Case Study: Inlet Valve Failure Diagnosis

A system with two 75 kW fixed-speed units and one 75 kW VSD master-controlled unit began running a second fixed-speed compressor unnecessarily. The assumption was a master controller failure.

Using “live scope mode” with 1-second resolution, analysts discovered the control system was actually sending the correct signals. The lead compressor tried to load but failed to do so for nearly two minutes due to a mechanical issue, forcing the lag compressor to start to support the pressure drop.

• The Fix: Replacing the sticking inlet valve on the lead compressor.
• The Result: This diagnosis prevented unnecessary starts, extended equipment life, and reduced energy consumption by more than 11%.
• Financial Impact: €3,400 in annual savings.

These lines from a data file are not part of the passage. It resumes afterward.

PR #4118, opened 2026-02-05
fix: delete state preservation mode

marufrasully:
This PR remove `state preservation mode` with auto fix option.

### DIFF
--- a/.changeset/tricky-oranges-move.md
+++ b/.changeset/tricky-oranges-move.md
@@ -1,5 +1,0 @@
----
-'@sap-ux/ui-components': patch
----
-
-UIFlexibleTable. Large cell content in flexible table items no longer shifts the other column to the right.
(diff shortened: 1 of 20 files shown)


packages/eslint-plugin-fiori-tools/src/rules/sap-state-preservation-mode.ts
```diff
@@ -145,7 +145,13 @@ const rule: FioriRuleDefinition = createFioriRule({
                     value: diagnostic.value,
                     recommended: diagnostic.recommendedValue
                 },
-                fix: createJsonFixer({ context, node, deepestPathResult: paths, value: diagnostic.recommendedValue })
+                fix: createJsonFixer({
+                    context,
+                    node,
+                    deepestPathResult: paths,
+                    value: diagnostic.recommendedValue,
```
AlinaGovoruhina: Value not needed for delete operation.

PR #4121, opened 2026-02-05
fix(odata-service-inquirer): Catalog auth fail shown incorrectly

IainSAP:
Fix for internal bug: 36973

- Fixes info message being shown when service selected (indicating that the previous error should not be shown)
- Updates test to cover


devinea (approved):
changeset ✅ 
Code changes and test updates lg.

Case Study: Paper Mill Control Logic

A paper mill operating four oil-free screw compressors (132, 110, 75, and 55 kW) suffered from poor specific power.

• The Fix: The master controller was optimized with new sequences, timers, and flow profiles derived from permanent monitoring data.
• The Result: This eliminated unnecessary starts and loads, dropping specific power from 0.14 to 0.135 kWh/m3 and reducing energy consumption by 6%.
• Financial Impact: €4,200 in annual savings with a 1-month ROI.

IV. System Design: Managing Peak Demand

Process instability often stems from a mismatch between storage capacity (receivers) and compressor reaction times.

Case Study: Chemical Plant (Cinkarna)

This plant struggled with fluctuating demand caused by waste presses. The process required huge air demand for very short periods (drying for 120 seconds, removing waste for 35 seconds), which the existing 200 kW compressors and 30 m3 receivers could not handle efficiently. The rapid cycling caused water condensate in the lubricant and mechanical failures.

• The Fix: Based on simulation data, two large units were replaced with smaller 45 kW units, and an additional 10 m3 receiver was added.
• The Result: The receivers now buffer the peak demands, allowing compressors to run without excessive cycling. Energy consumption dropped by over 21%.
• Financial Impact: €3,400 in annual energy savings.

V. Technology Upgrades: Waste Water Treatment

Low-pressure applications, such as aeration in wastewater treatment, offer some of the highest potential for efficiency gains.

Case Study: Waste Water Treatment (WWT) Plant

An audit identified that the plant’s aeration process was using inefficient on-off Roots blowers.

• The Fix: The facility replaced the legacy equipment with turbo variable speed blowers.
• The Result: The upgrade reduced energy consumption by more than 27%. Beyond energy, the discharge temperature dropped by 20°C, preventing excessive water heating, and noise levels fell drastically from 105 dB to 82 dB.
• Financial Impact: Total savings amounted to €53,664 per year.

VI. The Ongoing Battle: Leak Management

Leaks are not a one-time maintenance ticket; they are a continuous deterioration of system efficiency.

Case Study: Tyre Manufacturing Plant

A major tyre manufacturer with over 2.5 MW of installed power struggled to maintain system pressure due to an excessive leak rate.

• The Fix: Implementation of an external yearly leak survey combined with an internal, year-round repair management system.
• The Result: The active management program reduced energy consumption by more than 6%.
• Financial Impact: €55,000 per year in savings achieved through leak management.

Summary of Savings

Across these varied industries, the CALMS methodology - audit, detect, solve, and monitor - consistently delivered rapid ROI.